--- START ---
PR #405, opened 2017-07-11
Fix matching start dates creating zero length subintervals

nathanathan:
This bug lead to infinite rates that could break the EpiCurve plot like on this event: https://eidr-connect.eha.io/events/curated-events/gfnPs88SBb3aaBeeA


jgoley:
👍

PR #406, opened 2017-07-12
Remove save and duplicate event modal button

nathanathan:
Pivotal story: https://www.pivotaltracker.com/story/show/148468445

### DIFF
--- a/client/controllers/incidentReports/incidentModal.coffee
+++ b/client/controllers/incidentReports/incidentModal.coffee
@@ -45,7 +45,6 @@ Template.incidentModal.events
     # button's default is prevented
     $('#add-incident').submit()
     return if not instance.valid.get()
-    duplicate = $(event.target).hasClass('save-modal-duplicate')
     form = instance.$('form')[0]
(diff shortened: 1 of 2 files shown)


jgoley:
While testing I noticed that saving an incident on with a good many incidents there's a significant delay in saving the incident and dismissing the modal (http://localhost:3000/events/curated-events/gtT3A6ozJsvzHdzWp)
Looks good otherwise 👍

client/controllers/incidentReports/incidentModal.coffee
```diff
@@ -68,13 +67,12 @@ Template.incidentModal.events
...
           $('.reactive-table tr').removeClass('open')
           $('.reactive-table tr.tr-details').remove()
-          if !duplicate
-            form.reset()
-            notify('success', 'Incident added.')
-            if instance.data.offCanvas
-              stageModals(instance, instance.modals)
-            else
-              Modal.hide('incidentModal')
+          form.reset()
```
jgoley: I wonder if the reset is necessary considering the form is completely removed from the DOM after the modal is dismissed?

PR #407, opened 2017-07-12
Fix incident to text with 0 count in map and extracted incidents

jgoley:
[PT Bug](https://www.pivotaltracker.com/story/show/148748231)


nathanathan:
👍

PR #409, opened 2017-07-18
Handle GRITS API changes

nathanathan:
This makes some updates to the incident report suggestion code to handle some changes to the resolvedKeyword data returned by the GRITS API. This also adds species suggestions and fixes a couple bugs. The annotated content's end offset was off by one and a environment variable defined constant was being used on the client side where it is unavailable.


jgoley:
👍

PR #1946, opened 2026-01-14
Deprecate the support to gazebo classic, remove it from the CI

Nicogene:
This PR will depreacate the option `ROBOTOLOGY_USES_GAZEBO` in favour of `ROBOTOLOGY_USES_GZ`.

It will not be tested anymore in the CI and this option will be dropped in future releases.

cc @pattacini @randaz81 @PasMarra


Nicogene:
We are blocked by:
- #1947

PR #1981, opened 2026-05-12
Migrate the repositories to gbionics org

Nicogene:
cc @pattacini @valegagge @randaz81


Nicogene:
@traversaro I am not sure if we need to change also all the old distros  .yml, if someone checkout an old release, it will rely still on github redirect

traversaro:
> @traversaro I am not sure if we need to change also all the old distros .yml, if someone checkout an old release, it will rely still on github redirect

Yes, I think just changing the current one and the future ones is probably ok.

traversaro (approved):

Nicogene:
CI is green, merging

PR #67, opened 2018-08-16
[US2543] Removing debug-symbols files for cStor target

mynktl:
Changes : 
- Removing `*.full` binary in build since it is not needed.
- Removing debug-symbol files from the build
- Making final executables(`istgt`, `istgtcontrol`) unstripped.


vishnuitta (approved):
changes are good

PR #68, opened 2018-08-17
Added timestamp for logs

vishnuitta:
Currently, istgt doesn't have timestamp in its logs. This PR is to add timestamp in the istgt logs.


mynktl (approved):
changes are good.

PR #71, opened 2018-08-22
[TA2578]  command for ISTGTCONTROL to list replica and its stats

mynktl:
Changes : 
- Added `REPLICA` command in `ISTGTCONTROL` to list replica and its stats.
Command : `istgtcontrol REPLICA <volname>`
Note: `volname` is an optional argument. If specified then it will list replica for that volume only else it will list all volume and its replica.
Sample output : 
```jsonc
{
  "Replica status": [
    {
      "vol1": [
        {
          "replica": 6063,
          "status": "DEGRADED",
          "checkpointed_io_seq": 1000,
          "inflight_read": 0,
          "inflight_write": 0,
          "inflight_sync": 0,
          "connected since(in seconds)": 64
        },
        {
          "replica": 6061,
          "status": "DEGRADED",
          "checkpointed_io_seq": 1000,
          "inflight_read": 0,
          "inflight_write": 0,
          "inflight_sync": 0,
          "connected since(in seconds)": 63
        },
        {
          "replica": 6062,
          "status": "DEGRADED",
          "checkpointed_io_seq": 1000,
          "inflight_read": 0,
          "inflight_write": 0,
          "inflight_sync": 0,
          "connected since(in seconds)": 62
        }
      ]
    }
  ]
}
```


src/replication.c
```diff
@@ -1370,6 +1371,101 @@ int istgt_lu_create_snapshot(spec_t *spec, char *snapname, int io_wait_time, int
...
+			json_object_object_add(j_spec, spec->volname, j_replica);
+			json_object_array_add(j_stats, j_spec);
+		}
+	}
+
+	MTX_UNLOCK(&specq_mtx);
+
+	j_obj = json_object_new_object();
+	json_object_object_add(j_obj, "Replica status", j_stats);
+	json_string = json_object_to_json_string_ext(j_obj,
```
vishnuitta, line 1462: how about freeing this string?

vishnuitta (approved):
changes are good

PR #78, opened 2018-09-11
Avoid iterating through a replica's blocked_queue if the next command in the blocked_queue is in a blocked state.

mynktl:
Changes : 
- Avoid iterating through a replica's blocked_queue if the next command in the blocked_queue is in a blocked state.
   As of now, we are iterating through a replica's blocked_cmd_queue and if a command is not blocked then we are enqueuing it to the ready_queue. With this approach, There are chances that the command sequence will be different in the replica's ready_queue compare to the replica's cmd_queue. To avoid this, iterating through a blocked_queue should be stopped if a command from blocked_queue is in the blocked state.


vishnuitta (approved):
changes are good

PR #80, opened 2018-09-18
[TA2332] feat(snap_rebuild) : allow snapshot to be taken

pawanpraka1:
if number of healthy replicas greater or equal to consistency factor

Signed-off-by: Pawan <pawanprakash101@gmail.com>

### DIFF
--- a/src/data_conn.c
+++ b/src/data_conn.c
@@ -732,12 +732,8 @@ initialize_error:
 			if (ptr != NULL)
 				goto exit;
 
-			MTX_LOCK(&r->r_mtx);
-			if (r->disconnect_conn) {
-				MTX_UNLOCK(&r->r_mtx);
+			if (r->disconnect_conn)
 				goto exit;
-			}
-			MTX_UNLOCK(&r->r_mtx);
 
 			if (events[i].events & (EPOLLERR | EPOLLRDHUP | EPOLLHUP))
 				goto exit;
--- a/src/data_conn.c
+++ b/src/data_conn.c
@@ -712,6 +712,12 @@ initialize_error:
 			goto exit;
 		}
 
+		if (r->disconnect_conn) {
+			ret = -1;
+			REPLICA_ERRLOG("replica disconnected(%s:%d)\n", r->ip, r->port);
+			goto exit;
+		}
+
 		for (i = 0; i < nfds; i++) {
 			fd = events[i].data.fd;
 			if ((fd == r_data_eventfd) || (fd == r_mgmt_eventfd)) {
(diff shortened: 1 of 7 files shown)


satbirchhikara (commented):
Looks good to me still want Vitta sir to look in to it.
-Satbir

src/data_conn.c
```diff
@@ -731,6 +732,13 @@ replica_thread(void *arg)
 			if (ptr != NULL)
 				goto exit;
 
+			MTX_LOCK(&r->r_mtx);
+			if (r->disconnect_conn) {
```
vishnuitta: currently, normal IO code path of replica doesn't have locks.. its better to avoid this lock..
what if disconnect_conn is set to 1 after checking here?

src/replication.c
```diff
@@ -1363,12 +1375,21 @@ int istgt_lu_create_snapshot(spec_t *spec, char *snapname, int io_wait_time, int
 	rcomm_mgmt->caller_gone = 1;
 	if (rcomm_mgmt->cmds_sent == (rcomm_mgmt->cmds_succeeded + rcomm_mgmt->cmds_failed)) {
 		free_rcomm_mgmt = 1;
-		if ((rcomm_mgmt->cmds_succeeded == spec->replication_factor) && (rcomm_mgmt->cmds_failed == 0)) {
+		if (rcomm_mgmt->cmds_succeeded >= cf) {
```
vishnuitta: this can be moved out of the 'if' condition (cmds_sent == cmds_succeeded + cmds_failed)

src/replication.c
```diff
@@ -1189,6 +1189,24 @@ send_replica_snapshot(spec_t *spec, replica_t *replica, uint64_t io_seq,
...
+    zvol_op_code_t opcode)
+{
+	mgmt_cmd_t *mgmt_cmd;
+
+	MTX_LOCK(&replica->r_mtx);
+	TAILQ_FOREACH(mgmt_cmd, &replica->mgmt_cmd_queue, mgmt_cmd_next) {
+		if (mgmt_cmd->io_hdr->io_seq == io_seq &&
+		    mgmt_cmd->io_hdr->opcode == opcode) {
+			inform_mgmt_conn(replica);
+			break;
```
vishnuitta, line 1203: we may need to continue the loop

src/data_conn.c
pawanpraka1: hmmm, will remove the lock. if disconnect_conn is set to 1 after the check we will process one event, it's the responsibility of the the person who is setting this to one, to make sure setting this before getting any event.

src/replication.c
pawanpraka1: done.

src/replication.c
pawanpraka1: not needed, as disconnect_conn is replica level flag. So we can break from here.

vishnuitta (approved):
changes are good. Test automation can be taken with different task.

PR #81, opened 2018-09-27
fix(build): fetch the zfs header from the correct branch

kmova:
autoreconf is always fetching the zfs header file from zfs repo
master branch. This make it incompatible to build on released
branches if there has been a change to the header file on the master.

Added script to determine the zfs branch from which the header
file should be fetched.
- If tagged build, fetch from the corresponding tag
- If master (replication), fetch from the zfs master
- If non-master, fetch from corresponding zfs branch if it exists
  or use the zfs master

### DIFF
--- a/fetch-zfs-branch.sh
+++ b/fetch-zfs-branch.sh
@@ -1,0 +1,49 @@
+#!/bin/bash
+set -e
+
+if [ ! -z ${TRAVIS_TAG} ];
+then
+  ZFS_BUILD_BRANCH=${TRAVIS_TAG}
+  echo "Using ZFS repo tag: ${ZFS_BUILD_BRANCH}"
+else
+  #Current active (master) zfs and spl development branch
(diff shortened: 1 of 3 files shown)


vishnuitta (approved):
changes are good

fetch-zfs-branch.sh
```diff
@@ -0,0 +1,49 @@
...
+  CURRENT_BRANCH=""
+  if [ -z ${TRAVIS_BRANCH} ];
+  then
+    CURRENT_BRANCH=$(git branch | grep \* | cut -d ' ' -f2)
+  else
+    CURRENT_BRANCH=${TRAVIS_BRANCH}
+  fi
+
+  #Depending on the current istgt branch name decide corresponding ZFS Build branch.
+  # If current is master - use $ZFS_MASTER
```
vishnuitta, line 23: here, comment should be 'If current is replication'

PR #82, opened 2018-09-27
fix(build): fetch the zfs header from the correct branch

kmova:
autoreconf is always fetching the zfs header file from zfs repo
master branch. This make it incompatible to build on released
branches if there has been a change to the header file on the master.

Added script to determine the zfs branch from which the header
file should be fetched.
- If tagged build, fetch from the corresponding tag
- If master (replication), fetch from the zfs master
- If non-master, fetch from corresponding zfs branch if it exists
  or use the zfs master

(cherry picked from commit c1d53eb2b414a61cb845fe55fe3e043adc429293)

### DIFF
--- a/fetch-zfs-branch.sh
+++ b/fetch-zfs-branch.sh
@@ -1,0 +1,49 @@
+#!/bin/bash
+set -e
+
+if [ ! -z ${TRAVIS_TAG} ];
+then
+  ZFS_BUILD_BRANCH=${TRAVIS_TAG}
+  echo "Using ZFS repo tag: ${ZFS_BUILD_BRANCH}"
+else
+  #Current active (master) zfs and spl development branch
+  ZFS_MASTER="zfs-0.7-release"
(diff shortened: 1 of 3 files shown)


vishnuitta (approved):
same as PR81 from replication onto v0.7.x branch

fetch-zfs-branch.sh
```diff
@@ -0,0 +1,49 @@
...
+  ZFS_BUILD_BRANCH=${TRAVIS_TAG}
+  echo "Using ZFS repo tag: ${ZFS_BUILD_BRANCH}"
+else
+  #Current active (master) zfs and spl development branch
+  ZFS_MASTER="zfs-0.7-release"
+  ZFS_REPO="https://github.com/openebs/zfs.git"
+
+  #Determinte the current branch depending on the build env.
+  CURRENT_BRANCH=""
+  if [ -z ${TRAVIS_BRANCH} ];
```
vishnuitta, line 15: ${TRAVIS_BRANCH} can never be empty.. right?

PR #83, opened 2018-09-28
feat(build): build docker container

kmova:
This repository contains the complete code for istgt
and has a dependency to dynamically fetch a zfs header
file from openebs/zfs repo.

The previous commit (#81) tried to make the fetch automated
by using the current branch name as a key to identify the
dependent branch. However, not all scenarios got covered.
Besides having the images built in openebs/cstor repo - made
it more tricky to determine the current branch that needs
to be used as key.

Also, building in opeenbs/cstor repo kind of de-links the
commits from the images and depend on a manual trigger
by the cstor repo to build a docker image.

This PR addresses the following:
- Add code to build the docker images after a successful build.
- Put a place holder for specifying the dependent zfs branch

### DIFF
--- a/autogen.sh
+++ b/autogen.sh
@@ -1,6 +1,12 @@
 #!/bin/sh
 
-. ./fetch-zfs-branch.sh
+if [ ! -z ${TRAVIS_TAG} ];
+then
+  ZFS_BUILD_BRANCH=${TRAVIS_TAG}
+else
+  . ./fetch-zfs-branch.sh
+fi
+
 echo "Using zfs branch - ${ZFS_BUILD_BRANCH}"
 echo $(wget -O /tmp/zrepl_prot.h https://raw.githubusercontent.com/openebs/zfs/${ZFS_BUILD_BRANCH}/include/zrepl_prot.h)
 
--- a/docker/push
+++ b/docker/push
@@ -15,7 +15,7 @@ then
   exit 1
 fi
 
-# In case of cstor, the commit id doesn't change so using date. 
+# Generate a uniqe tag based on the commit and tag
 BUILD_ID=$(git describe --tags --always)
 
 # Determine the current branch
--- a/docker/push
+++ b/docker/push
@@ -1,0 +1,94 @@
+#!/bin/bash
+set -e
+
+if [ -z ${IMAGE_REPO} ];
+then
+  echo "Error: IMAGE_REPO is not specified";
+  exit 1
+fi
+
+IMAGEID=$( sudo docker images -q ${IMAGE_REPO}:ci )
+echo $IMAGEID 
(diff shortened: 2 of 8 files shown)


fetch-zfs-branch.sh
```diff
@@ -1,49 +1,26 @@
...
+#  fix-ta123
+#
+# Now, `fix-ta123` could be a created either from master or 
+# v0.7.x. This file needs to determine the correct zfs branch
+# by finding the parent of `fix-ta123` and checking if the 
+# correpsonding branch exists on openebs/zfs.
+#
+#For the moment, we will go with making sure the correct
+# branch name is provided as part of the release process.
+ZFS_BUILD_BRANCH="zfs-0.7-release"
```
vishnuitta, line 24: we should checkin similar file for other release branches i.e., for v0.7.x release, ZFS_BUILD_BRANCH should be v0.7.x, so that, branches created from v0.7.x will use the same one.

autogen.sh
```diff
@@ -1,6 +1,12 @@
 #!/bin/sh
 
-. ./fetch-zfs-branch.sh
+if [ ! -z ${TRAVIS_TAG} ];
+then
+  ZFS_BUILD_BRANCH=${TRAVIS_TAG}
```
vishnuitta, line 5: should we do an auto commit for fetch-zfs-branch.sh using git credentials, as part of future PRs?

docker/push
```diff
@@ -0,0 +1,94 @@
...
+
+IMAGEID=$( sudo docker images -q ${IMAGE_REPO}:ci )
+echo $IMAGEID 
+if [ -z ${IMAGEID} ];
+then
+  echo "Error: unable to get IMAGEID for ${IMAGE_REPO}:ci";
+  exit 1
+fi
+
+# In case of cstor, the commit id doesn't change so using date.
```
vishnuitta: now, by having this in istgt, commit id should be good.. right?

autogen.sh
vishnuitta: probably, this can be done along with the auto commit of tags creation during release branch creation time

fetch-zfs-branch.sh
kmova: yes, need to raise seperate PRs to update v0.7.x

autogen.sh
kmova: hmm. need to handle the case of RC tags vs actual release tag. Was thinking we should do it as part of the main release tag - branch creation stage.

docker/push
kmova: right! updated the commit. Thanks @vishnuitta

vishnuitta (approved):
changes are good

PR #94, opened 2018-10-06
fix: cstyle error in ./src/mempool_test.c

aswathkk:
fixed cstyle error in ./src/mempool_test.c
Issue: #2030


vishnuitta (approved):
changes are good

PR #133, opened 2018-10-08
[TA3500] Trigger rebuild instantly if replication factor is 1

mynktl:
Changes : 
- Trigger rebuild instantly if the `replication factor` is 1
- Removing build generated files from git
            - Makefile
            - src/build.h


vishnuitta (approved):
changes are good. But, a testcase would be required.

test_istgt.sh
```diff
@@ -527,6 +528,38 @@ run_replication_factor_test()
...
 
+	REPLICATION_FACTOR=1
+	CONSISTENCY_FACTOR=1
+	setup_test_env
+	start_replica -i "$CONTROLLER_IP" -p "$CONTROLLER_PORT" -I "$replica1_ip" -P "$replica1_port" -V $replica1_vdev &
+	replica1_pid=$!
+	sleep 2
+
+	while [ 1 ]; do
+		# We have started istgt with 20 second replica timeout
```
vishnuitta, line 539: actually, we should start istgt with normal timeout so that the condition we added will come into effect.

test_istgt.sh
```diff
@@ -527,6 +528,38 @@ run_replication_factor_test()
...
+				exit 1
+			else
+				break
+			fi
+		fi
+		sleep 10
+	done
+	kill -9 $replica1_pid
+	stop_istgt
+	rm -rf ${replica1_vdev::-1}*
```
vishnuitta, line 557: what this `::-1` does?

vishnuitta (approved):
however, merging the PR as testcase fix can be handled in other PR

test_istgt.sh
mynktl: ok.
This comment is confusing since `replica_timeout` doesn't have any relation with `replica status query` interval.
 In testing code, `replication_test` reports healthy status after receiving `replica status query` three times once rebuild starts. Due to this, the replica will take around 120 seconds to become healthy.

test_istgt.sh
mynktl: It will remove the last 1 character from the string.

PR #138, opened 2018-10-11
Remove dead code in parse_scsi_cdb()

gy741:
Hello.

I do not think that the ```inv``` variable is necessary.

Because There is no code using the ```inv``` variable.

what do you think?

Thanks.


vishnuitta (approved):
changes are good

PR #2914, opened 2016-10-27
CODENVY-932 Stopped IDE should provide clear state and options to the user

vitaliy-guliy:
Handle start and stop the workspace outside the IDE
--- END ---
◆ **TASK DETAILS**:
Lines after the one containing "# button's default is prevented" are left out; every line from the start of the entries through that line is restated word for word.

◆ **TASK RESULT**:
PR #405, opened 2017-07-11
Fix matching start dates creating zero length subintervals

nathanathan:
This bug lead to infinite rates that could break the EpiCurve plot like on this event: https://eidr-connect.eha.io/events/curated-events/gfnPs88SBb3aaBeeA


jgoley:
👍

PR #406, opened 2017-07-12
Remove save and duplicate event modal button

nathanathan:
Pivotal story: https://www.pivotaltracker.com/story/show/148468445

### DIFF
--- a/client/controllers/incidentReports/incidentModal.coffee
+++ b/client/controllers/incidentReports/incidentModal.coffee
@@ -45,7 +45,6 @@ Template.incidentModal.events
     # button's default is prevented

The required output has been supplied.